Task inputs –
PR #1144, opened 2015-09-09
CAP: for cap_area auto assign the info_if if only one record is present

biplovbhandari:
@flavour Please merge...


biplovbhandari:
@flavour Please merge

Assignment –
Repeat the whole listing exactly.

Solved problem –
PR #1144, opened 2015-09-09
CAP: for cap_area auto assign the info_if if only one record is present

biplovbhandari:
@flavour Please merge...


biplovbhandari:
@flavour Please merge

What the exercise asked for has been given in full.